One challenge in the virtualization of modern computer architectures is creation and maintenance of memory mapping information in a form often referred to as shadow page tables. In general, shadow page tables encode virtual-to-physical memory mappings usable by a memory management unit or other facility of underlying hardware in mapping memory access targets of instructions executed on behalf of a guest computation. Typically, the guest computation is aware of mappings to an apparent physical address space of a virtual machine, but is unaware of actual mappings to an address space in underlying physical memory.
Thus, while mappings encoded in shadow page tables can correspond to mappings maintained by a guest operating system in conventional page tables (e.g., guest page tables), they typically go at least one step further, completing the mapping to addresses in underlying physical memory.
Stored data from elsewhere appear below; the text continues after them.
PR #11175, opened 2026-08-02
fix(codegen): authenticate the top-level created-account pre-balance (GH #11164 item 4)

pirapira:
Item 4 of GH #11164, implemented on the inventory posted there. **Structural convergence, not an FR fix** — both deltas stated below *before* the numbers, per the maintainer's bar.

## The defect

The top-level creation route's post-body final-state record passed a **hardcoded `nse_zero_bal`** as the created account's pre-balance; the nested route's equivalent in `h_RETURN` passes a looked-up value.

⭐ **This file already states why the constant is wrong** (`BlockVerdictCreationStage.lean:485`):

> *"THE PRE-BALANCE IS AUTHENTICATED, NOT ASSUMED. `nse_zero_bal` is wrong as an unconditional default and right only as a lookup RESULT: a deployable pre-existing account may hold ether."*

That reasoning had been applied to the **endowment staging** block, which does the lookup, and **not** to the final-state record. An internal inconsistency the codebase documented against itself.

**Bounded in one direction.** `balance_changes` stores only the **post** value (`block_access_lists.py:415-418`), so `pre` is used *solely* for the net-equal filter. ⇒ a hardcoded zero can only emit a row the spec does **not**; it can never suppress one.

## ⚠️ Two measurements changed the shape — the obvious fix would have been worse than the bug

1. **Swapping the operand to `nse_create_pre_bal` would read a buffer nothing fills.** All 17 references are in `h_CREATE` / `h_CREATE2` plus the read in `h_RETURN`; `block_verdict_creation_runtime` never writes it. The record would pick up a value left by a **previous nested CREATE**. ⚠️ And it would have read as obviously correct in a diff — a named pre-balance buffer replacing a hardcoded zero.
2. **The existing authenticated lookup could not be reused as-is**, for two independent reasons:
   * it was **gated on a nonzero endowment**, which is backwards — a nonzero endowment makes `post ≠ pre`, so the pre value cannot change whether a row is emitted; the spurious row needs `pre == post`, i.e. a **zero** endowment, exactly the case the gate skipped;
   * `create_prebalance_acct` is rewritten by `call_frame_descend` (`.s 44991/44998`) and `create_frame_descend` (`.s 45089/45100`), both reachable from `runtime_dispatcher_call` — so **any CALL or CREATE in the constructor clobbers it** before the post-body record reads it. A writer between the store and the read.

## The change

* the lookup moves **ahead of** the endowment gate and runs for every top-level creation;
* its 32-byte BE balance is copied into a new **`bvcr_created_pre_bal`** immediately, before the dispatcher can clobber it — declared in **both** build units that declare this family (`BlockVerdictDataSection.lean`, `EvmDispatchUnits.lean`);
* the endowment gate now guards only the transfer staging;
* the final-state record takes the new buffer.

⭐ `.bss`, not `.data` — confirmed by the regen: **`.data` unchanged at `0x5370`**, `.bss` **+32 bytes exactly** (`0x1c101b60` → `0x1c101b80`). No `rfl`-pinned data section is touched.

## Expected deltas, stated before the numbers

1. removal of spurious `balance_changes` rows on **zero-endowment creations onto pre-existing deployable accounts holding ether**;
2. ungating the lookup lets `create_prebalance_lookup_status` be set on zero-endowment creations, so a **malformed witness there is now caught** where it previously passed silently. ⭐ **Fail-closed: this can only move a verdict toward *reject*, so it cannot create a false accept.**
3. null elsewhere.

## Measured — main `d18ceeed9`, stride-25 (1,045 rows / 102 families), runner `c6ac09fa`

| leg | ELF | FA | FR | OK |
|---|---|---|---|---|
| parent | `f4d016e6…` | **0** | 48 | 997 |
| candidate | `112f7250…` | **0** | 48 | 997 |

* **all 1,045 per-row verdicts identical** — forward *and* reverse zero;
* **FA = 0 asserted on both legs**;
* **38 creation rows** in the sample (34 OK / 4 FR), **none differing** — so the blast radius is exercised.

### ⭐ And the new path is demonstrated to EXECUTE, with a discriminating control

A null over a narrow population can mean the population is absent, so the exercise was measured directly (`SPIKE_COMMITLOG`, lookup-entry PC per leg):

| fixture | parent | candidate | output |
|---|---|---|---|
| `bal_create_transaction_empty_code` | lookup **4** | lookup **5**, +3,215 insns | **identical** |
| `create_tx_collision_no_new_account_charge` | lookup 3 | lookup 3, insns equal | identical |

⇒ the widened lookup **fires** on a creation transaction that previously skipped it, and the verdict is unchanged; the second fixture is the control showing the instrument does not just report a difference everywhere.

### ⚠️ Read the null correctly: it is NOT "no effect"

**A null here is consistent with the fix being correct and the corpus not containing the case.** The two are not distinguishable from the aggregate, so do not read `FR 48 → 48` as evidence the change does nothing:

* the population is **zero-endowment creations onto pre-existing deployable accounts holding ether** — an account with a balance, nonce 0 and no code, created into with zero value. That is rare by construction;
* the **blast radius was exercised** — 38 creation rows, unchanged on both legs — so this is not a patch that never runs;
* and the **widened path is measured firing** (lookup 4 → 5 below), so the new code executes and is verdict-neutral where it does.

⇒ the claim this PR supports is **"the mechanism is now spec-shaped and costs nothing"**, not "it removed N rows".

⚠️ **Not demonstrated:** delta 1 itself. The stride sample contains no zero-endowment creation onto a *funded* deployable account, so the spurious-row removal is **unwitnessed** — the mechanism is shown live and safe, not shown to remove a row. Verifying it needs a fixture with a funded, nonce-0, code-less creation target.

## Adjacency, checked rather than assumed

codex reports (`#11164`) that `account_read_record` clobbers `a0`/`x10` and broke a live dispatcher PC in its change. This PR **widens a path that calls that routine**, so it is the same hazard class. Evidence it is not hit here: the 38 creation rows are unchanged on both legs, and on the fixture where the widened lookup *does* fire the output is byte-identical. The file's own analysis (`:460-461`) also records `a0`-`a3` as dead across that region.

## Verification

| check | result |
|---|---|
| `lake build` | clean (4,798 jobs) |
| `check-region-map.sh` | OK — text `0x63d78`, data `0x5370`, bss `0x1c101b80`, TSV matches ELF |
| `check-asm-to-program.sh` | CLEAN (386 defs / 147 files) |
| `check-forbidden-tactics.sh` | OK |
| `check-axioms.sh` | only the three classical axioms |
| layout regen | converged at **pass 2** |

⚠️ `GuestImage.lean`'s `.bss` end pin needed repinning too (`0xbf211b60` → `0xbf211b80`). That failure surfaces as a bare `Type mismatch` with no mention of `.bss` — which the file documents at `:200-209`, and which is why it is called out here.

---

## Re-measured after merging main — the base moved twice and the A/B was re-run, not carried forward

⚠️ Main advanced from `d18ceeed9` to **`9bac6a15a`** while this PR was open (#11165 deferred-target-touch, #11169, #11171 batch, #11173 storage-read-classification). Two of those touch storage/BAL paths adjacent to this change, so the original numbers were **not** carried forward.

**The conflict was in generated files only** — `GuestAddrs.lean`, `RegionMap.lean`, `symbol-addresses.tsv`. Resolved by taking main's versions and then **re-deriving** the pins from the combined tree (never merging generated files textually):

| pin | value | note |
|---|---|---|
| `textSizeBytes` | `0x64158` | main's `0x064128` + 48 B of new code |
| `dataSizeBytes` | **`0x5370` — unchanged** | still not touching the `rfl`-pinned data section |
| `bssSizeBytes` | `0x1c101b80` | main's `0x1c101b60` + the 32-byte buffer, exactly |

Converged at **pass 2**.

### Fresh A/B, both legs rebuilt

| leg | ELF | FA | FR | OK |
|---|---|---|---|---|
| parent — main `9bac6a15a` | `2e336fac…` | **0** | 43 | 1002 |
| candidate — this branch | `f86f588a…` | **0** | 43 | 1002 |

* **all 1,045 per-row verdicts identical** — forward and reverse zero;
* **FA = 0 on both legs**;
* legs verified to **differ** as ELFs, so the comparison was able to detect a change.

⚠️ **Note the baseline shifted underneath**: main's own FR on this sample moved **48 → 43** between `d18ceeed9` and `9bac6a15a`. That is main's improvement, **not** this PR's — quoting `FR 43` as an effect of this change would be wrong. This PR remains a **null**.

Re-verified after the merge: `lake build` clean (4,798 jobs), `check-region-map.sh` OK, `check-forbidden-tactics.sh` OK.


pirapira:
Labelled — `build` SUCCESS on a MERGEABLE head, so this rests on CI rather than on local gates.

**This PR is a null on the corpus, and it is labelled anyway.** Parent `2e336fac` and candidate `f86f588a` both give `FA=0 FR=43 OK=1002`, with **all 1045 per-row verdicts identical** and zero flips in either direction. What earns the merge is the spec alignment, not a movement in the numbers.

**Three pieces of measurement discipline here are worth naming, because each one is a place this fleet has previously gone wrong:**

1. **The legs were verified to differ as ELFs before the identical result was quoted.** An all-identical 1045-row outcome is exactly what a *broken* comparison also produces — same binary run twice, a stale artefact, a harness that never rebuilt. Without that check, a clean null and a dead experiment are indistinguishable. A same-ELF pair was mislabelled as a two-leg comparison elsewhere today, so this is not hypothetical.

2. **Main's own FR moved 48 → 43 on this sample, and the PR does not claim it.** That improvement belongs to #11165, #11169 and #11173 arriving in main between `d18ceeed9` and `9bac6a15a`. Quoting 43 as this change's effect would have been wrong, and the caveat is in the PR body where the next reader hits it rather than in a message that scrolls away. A number measured on a branch is not a number caused by that branch — a comparison earlier today nearly credited a change with 75 closures belonging to other merges.

3. **The A/B was re-run rather than carried forward**, because #11165 and #11173 both touch storage and BAL paths adjacent to this change. Stale-baseline reuse invalidated four comparisons today; a stale baseline reads exactly like a valid one.

**The conflict resolution was also done the safe way.** `textSizeBytes` had moved to `0x064128` against the branch's `0x63d78`, and the conflicts were confined to generated files (`GuestAddrs`, `RegionMap`, `symbol-addresses.tsv`). Those were taken from main and the pins then **re-derived from the combined tree**, converging at pass 2 — never merged textually, never hand-set. `RegionMap.textSizeBytes` is an emission *input*, so a hand-picked value is consumed rather than validated and yields a confident false result under a green build.

The layout outcome is its own check: `.text 0x64158` = main plus 48 bytes of code, **`.data` unchanged** at `0x5370`, and `.bss 0x1c101b80` = main plus exactly the 32 bytes added. The image moved by precisely what was introduced and nothing else.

To understand why this further mapping is relevant, it is important to recognize that the guest operating system (or an execution context thereof) is typically not aware that it executes on a virtual machine. Accordingly, the guest operating system and its execution contexts maintain and view the guest page tables as representing operant virtual-to-physical memory mappings, even though the mapped-to “physical” addresses are really addresses in a space that is itself virtualized by the virtualization system. Such guest page table mappings can therefore be understood as mappings from Guest Virtual Page Numbers (GVPNs) to Guest Physical Page Numbers (GPPNs).
Since the guest operating system executes in a virtual machine, another layer of mapping (e.g., from a Guest Physical Page Number, GPPN, to a machine Physical Page Number, PPN) is typically provided by the virtualization system. Shadow page tables (and cached representations of entries thereof) provide an efficient mechanism for encoding mappings from GVPNs to PPNs and therefore allow the virtualization system to manage direct execution of guest code on underlying hardware, while avoiding (in most cases) a two-layer runtime mapping of memory addresses.
In some virtualization system implementations, coherence between shadow page tables and the guest page tables is assured by using page protection mechanisms to intercept guest writes to memory pages that contain guest page table information. A handler is used to service a resulting fault, updating a shadow page table entry (and the targeted guest page table entry) in correspondence with an intercepted guest write. Thereafter, control is returned to the execution context that generated the fault. Unfortunately, a coherence scheme that relies on page protection mechanisms in this way tends to introduce page fault overheads which are not present when executing on native hardware.
Improved and/or alternative methods are desired.